▶ [Given entries]:
PR #486, opened 2025-01-22
feat: my votes table and submit

alter-eggo:
This pr contains:
- my votes table
- submit logic

pr seems big, though most of changes are quite simple and there is a lot of layout work


packages/lib/modules/vebal/vote/VoteList/VoteListLayout.tsx
```diff
@@ -40,6 +45,26 @@ export function VoteListLayout() {
...
+            description: selectedVotingPool.tokens
+              .map(token => `${token.symbol}-${token.weight ?? 0}`)
+              .join('-'),
+          }))}
+        />
+      )
+    }
+    // eslint-disable-next-line react-hooks/exhaustive-deps
+  }, [selectedVotingPools])
+
```
garethfuller, line 67: I don't get this pattern? Did you pick it up from documentation somewhere so I can learn? Why not just have the <SelectedPoolsMenu /> component within the toast component?

packages/lib/modules/vebal/vote/VoteList/VoteListTable/VoteListTable.tsx
```diff
@@ -23,12 +24,28 @@ export function VoteListTable({ voteList, count, loading }: Props) {
...
-  }
+  const rowProps = useMemo(
+    () => ({
+      px: { base: 'sm', sm: '0' },
+      gridTemplateColumns: `32px minmax(320px, 1fr) 120px 100px 120px 120px 100px`,
+      alignItems: 'center',
+      gap: { base: 'xxs', xl: 'lg' },
+    }),
+    []
+  )
```
garethfuller, line 35: This is a static object... It does not need to be in a useMemo.

packages/lib/modules/vebal/vote/Votes/MyVotes/MyVotesTable/MyVotesTable.tsx
```diff
@@ -0,0 +1,121 @@
...
+    () => ({
+      px: { base: 'sm', sm: '0' },
+      gridTemplateColumns: `32px minmax(320px, 1fr) 100px 120px 120px 120px 50px`,
+      alignItems: 'center',
+      gap: { base: 'xxs', xl: 'lg' },
+      // fix: (votes) implement nested cell paddings for Edit votes column
+      // gridTemplateColumns: `52px minmax(350px, 1fr) 130px 150px 150px 150px 52px`,
+    }),
+    []
+  )
```
garethfuller, line 37: Again, why is this a memo?

packages/lib/modules/vebal/vote/Votes/MyVotes/MyVotesTable/MyVotesTable.tsx
```diff
@@ -0,0 +1,121 @@
...
+
+  const cellProps = useMemo(
+    () => ({
+      // fix: (votes) implement nested cell paddings for Edit votes column
+      // p: ['sm', 'md'],
+    }),
+    []
+  )
```
garethfuller, line 45: Shouldn't be a memo.

packages/lib/modules/vebal/vote/Votes/MyVotes/myVotes.types.ts
```diff
@@ -0,0 +1,33 @@
...
+    title:
+      'This shows the ratio of 3rd party voting incentives (known as Bribes) to veBAL. The higher this ratio, the more profitable it is to currently vote on this pool. Note this ratio could change up till the voting deadline.',
+  },
+  currentVotes: {
+    label: 'Current votes',
+  },
+  editVotes: {
+    label: 'Edit votes',
+  },
+}
```
garethfuller, line 33: This is not a type, should be in utils/helpers.

garethfuller (changes requested):

apps/beets-frontend-v3/lib/modules/lst/components/LstWithdraw.tsx
```diff
@@ -55,10 +55,10 @@ export function LstWithdraw({
         noItemsFoundLabel="No requests found"
         paginationProps={{ ...paginationProps, mt: 'auto' }}
         renderTableHeader={() => <LstWithdrawTableHeader {...rowProps} />}
-        renderTableRow={(withdrawal: any, index) => (
+        renderTableRow={({ item, index }) => (
```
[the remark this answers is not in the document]
alter-eggo: I've changed paginated table, so it allows to provide react component instead of common functions, otherwise React will recreate component instance on every render.

Example usage:
// before
renderTableRow={(item, index) => <Component item={item} />})

// after
renderTableRow={Component}

packages/lib/modules/transactions/transaction-steps/TransactionStateProvider.tsx
```diff
@@ -29,9 +29,12 @@ export function _useTransactionState() {
...
 
-  function getTransaction(id: string) {
-    return transactionMap.get(id)
-  }
+  const getTransaction = useCallback(
+    (id: string) => {
+      return transactionMap.get(id)
+    },
+    [transactionMap]
+  )
```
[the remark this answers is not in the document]
alter-eggo: this fn is used in useMemo in submit tx steps, if not put in useCallback => on each render useMemo will recalc

packages/lib/modules/vebal/vote/VoteList/VoteListLayout.tsx
alter-eggo: `StaticToast` depends on children via `useEffect`
```tsx
useEffect(() => {
  if (toastIdRef.current) {
    // rerender
    toast.update(toastIdRef.current, { ...defaultProps, ...props, render: children })
  }
  // eslint-disable-next-line react-hooks/exhaustive-deps
}, [children])
```
 
If we do it this way:
```tsx
<StaticToast isOpen={selectedVotingPools.length > 0}>
  () => <SelectedPoolsMenuRender selectedVotingPools={selectedVotingPools} />
</StaticToast>
```
This will lead to `toast.update` being called on every rerender of `VoteListLayout`. 
With current way, we have `toast.update` happening only when the reference to selectedVotingPools changes.
 
In fact, an example of "ideal" memoization is when you memoize not only props but also children.
[Link to the gist](https://gist.github.com/slikts/e224b924612d53c1b61f359cfb962c06#theres-no-completely-nice-solution)
In most cases, this is excessive, but here it is definitely needed due to `useEffect`.
And I can't remove the `useEffect` from `StaticToast` since I need a way to rerender the created `toast`.
 
Perhaps you want it to be like this:
```tsx
function SelectedPoolsMenuRender(props: ToastProps) {
  // ...
}
 
function VoteListLayout() {
  // ...
  return <StaticToast isOpen={selectedVotingPools.length > 0}>
    {SelectedPoolsMenuRender}
  </StaticToast>
}
```
 
But this won’t work, as we wouldn't be able to pass `selectedVotingPools`. We need a closure magic:
```tsx
const SelectedPoolsMenuRender = useMemo(() => {
  return (props: ToastProps) => <SelectedPoolsMenuRender selectedVotingPools={selectedVotingPools} />
}, [selectedVotingPools])
```
 
And to see generated component's name in React DevTools, we should provide named function:
```tsx
const SelectedPoolsMenuRender = useMemo(() => {
  return function SelectedPoolsRender(props: ToastProps) {
    return <SelectedPoolsMenu selectedVotingPools={selectedVotingPools} />
  }
}, [selectedVotingPools])
```

garethfuller: Ok, but why not this:
```
<StaticToast isOpen={selectedVotingPools.length > 0}>
  <SelectedPoolsMenu selectedVotingPools={selectedVotingPools} />
</StaticToast>
```
Are the rerenders that big on an issue in this case?

alter-eggo: Children is function, so it would be
```
<StaticToast isOpen={selectedVotingPools.length > 0}>
  () => <SelectedPoolsMenuRender selectedVotingPools={selectedVotingPools} />
</StaticToast>
```
About rerenders: I can't predict how toast.update will work in future (maybe it will update some state and we will get infinite rerenders loop), so I try to implement it as safe as possible

garethfuller: Ok, I understand the issue a bit better now and we came both think a refactor is required here. #505

garethfuller (approved):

▶ [Description of the task]: Write the whole listing out again exactly.

▶ [Answer below]:
PR #486, opened 2025-01-22
feat: my votes table and submit

alter-eggo:
This pr contains:
- my votes table
- submit logic

pr seems big, though most of changes are quite simple and there is a lot of layout work


packages/lib/modules/vebal/vote/VoteList/VoteListLayout.tsx
```diff
@@ -40,6 +45,26 @@ export function VoteListLayout() {
...
+            description: selectedVotingPool.tokens
+              .map(token => `${token.symbol}-${token.weight ?? 0}`)
+              .join('-'),
+          }))}
+        />
+      )
+    }
+    // eslint-disable-next-line react-hooks/exhaustive-deps
+  }, [selectedVotingPools])
+
```
garethfuller, line 67: I don't get this pattern? Did you pick it up from documentation somewhere so I can learn? Why not just have the <SelectedPoolsMenu /> component within the toast component?

packages/lib/modules/vebal/vote/VoteList/VoteListTable/VoteListTable.tsx
```diff
@@ -23,12 +24,28 @@ export function VoteListTable({ voteList, count, loading }: Props) {
...
-  }
+  const rowProps = useMemo(
+    () => ({
+      px: { base: 'sm', sm: '0' },
+      gridTemplateColumns: `32px minmax(320px, 1fr) 120px 100px 120px 120px 100px`,
+      alignItems: 'center',
+      gap: { base: 'xxs', xl: 'lg' },
+    }),
+    []
+  )
```
garethfuller, line 35: This is a static object... It does not need to be in a useMemo.

packages/lib/modules/vebal/vote/Votes/MyVotes/MyVotesTable/MyVotesTable.tsx
```diff
@@ -0,0 +1,121 @@
...
+    () => ({
+      px: { base: 'sm', sm: '0' },
+      gridTemplateColumns: `32px minmax(320px, 1fr) 100px 120px 120px 120px 50px`,
+      alignItems: 'center',
+      gap: { base: 'xxs', xl: 'lg' },
+      // fix: (votes) implement nested cell paddings for Edit votes column
+      // gridTemplateColumns: `52px minmax(350px, 1fr) 130px 150px 150px 150px 52px`,
+    }),
+    []
+  )
```
garethfuller, line 37: Again, why is this a memo?

packages/lib/modules/vebal/vote/Votes/MyVotes/MyVotesTable/MyVotesTable.tsx
```diff
@@ -0,0 +1,121 @@
...
+
+  const cellProps = useMemo(
+    () => ({
+      // fix: (votes) implement nested cell paddings for Edit votes column
+      // p: ['sm', 'md'],
+    }),
+    []
+  )
```
garethfuller, line 45: Shouldn't be a memo.

packages/lib/modules/vebal/vote/Votes/MyVotes/myVotes.types.ts
```diff
@@ -0,0 +1,33 @@
...
+    title:
+      'This shows the ratio of 3rd party voting incentives (known as Bribes) to veBAL. The higher this ratio, the more profitable it is to currently vote on this pool. Note this ratio could change up till the voting deadline.',
+  },
+  currentVotes: {
+    label: 'Current votes',
+  },
+  editVotes: {
+    label: 'Edit votes',
+  },
+}
```
garethfuller, line 33: This is not a type, should be in utils/helpers.

garethfuller (changes requested):

apps/beets-frontend-v3/lib/modules/lst/components/LstWithdraw.tsx
```diff
@@ -55,10 +55,10 @@ export function LstWithdraw({
         noItemsFoundLabel="No requests found"
         paginationProps={{ ...paginationProps, mt: 'auto' }}
         renderTableHeader={() => <LstWithdrawTableHeader {...rowProps} />}
-        renderTableRow={(withdrawal: any, index) => (
+        renderTableRow={({ item, index }) => (
```
[the remark this answers is not in the document]
alter-eggo: I've changed paginated table, so it allows to provide react component instead of common functions, otherwise React will recreate component instance on every render.

Example usage:
// before
renderTableRow={(item, index) => <Component item={item} />})

// after
renderTableRow={Component}

packages/lib/modules/transactions/transaction-steps/TransactionStateProvider.tsx
```diff
@@ -29,9 +29,12 @@ export function _useTransactionState() {
...
 
-  function getTransaction(id: string) {
-    return transactionMap.get(id)
-  }
+  const getTransaction = useCallback(
+    (id: string) => {
+      return transactionMap.get(id)
+    },
+    [transactionMap]
+  )
```
[the remark this answers is not in the document]
alter-eggo: this fn is used in useMemo in submit tx steps, if not put in useCallback => on each render useMemo will recalc

packages/lib/modules/vebal/vote/VoteList/VoteListLayout.tsx
alter-eggo: `StaticToast` depends on children via `useEffect`
```tsx
useEffect(() => {
  if (toastIdRef.current) {
    // rerender
    toast.update(toastIdRef.current, { ...defaultProps, ...props, render: children })
  }
  // eslint-disable-next-line react-hooks/exhaustive-deps
}, [children])
```
 
If we do it this way:
```tsx
<StaticToast isOpen={selectedVotingPools.length > 0}>
  () => <SelectedPoolsMenuRender selectedVotingPools={selectedVotingPools} />
</StaticToast>
```
This will lead to `toast.update` being called on every rerender of `VoteListLayout`. 
With current way, we have `toast.update` happening only when the reference to selectedVotingPools changes.
 
In fact, an example of "ideal" memoization is when you memoize not only props but also children.
[Link to the gist](https://gist.github.com/slikts/e224b924612d53c1b61f359cfb962c06#theres-no-completely-nice-solution)
In most cases, this is excessive, but here it is definitely needed due to `useEffect`.
And I can't remove the `useEffect` from `StaticToast` since I need a way to rerender the created `toast`.
 
Perhaps you want it to be like this:
```tsx
function SelectedPoolsMenuRender(props: ToastProps) {
  // ...
}
 
function VoteListLayout() {
  // ...
  return <StaticToast isOpen={selectedVotingPools.length > 0}>
    {SelectedPoolsMenuRender}
  </StaticToast>
}
```
 
But this won’t work, as we wouldn't be able to pass `selectedVotingPools`. We need a closure magic:
```tsx
const SelectedPoolsMenuRender = useMemo(() => {
  return (props: ToastProps) => <SelectedPoolsMenuRender selectedVotingPools={selectedVotingPools} />
}, [selectedVotingPools])
```
 
And to see generated component's name in React DevTools, we should provide named function:
```tsx
const SelectedPoolsMenuRender = useMemo(() => {
  return function SelectedPoolsRender(props: ToastProps) {
    return <SelectedPoolsMenu selectedVotingPools={selectedVotingPools} />
  }
}, [selectedVotingPools])
```

garethfuller: Ok, but why not this:
```
<StaticToast isOpen={selectedVotingPools.length > 0}>
  <SelectedPoolsMenu selectedVotingPools={selectedVotingPools} />
</StaticToast>
```
Are the rerenders that big on an issue in this case?

alter-eggo: Children is function, so it would be
```
<StaticToast isOpen={selectedVotingPools.length > 0}>
  () => <SelectedPoolsMenuRender selectedVotingPools={selectedVotingPools} />
</StaticToast>
```
About rerenders: I can't predict how toast.update will work in future (maybe it will update some state and we will get infinite rerenders loop), so I try to implement it as safe as possible

garethfuller: Ok, I understand the issue a bit better now and we came both think a refactor is required here. #505

garethfuller (approved):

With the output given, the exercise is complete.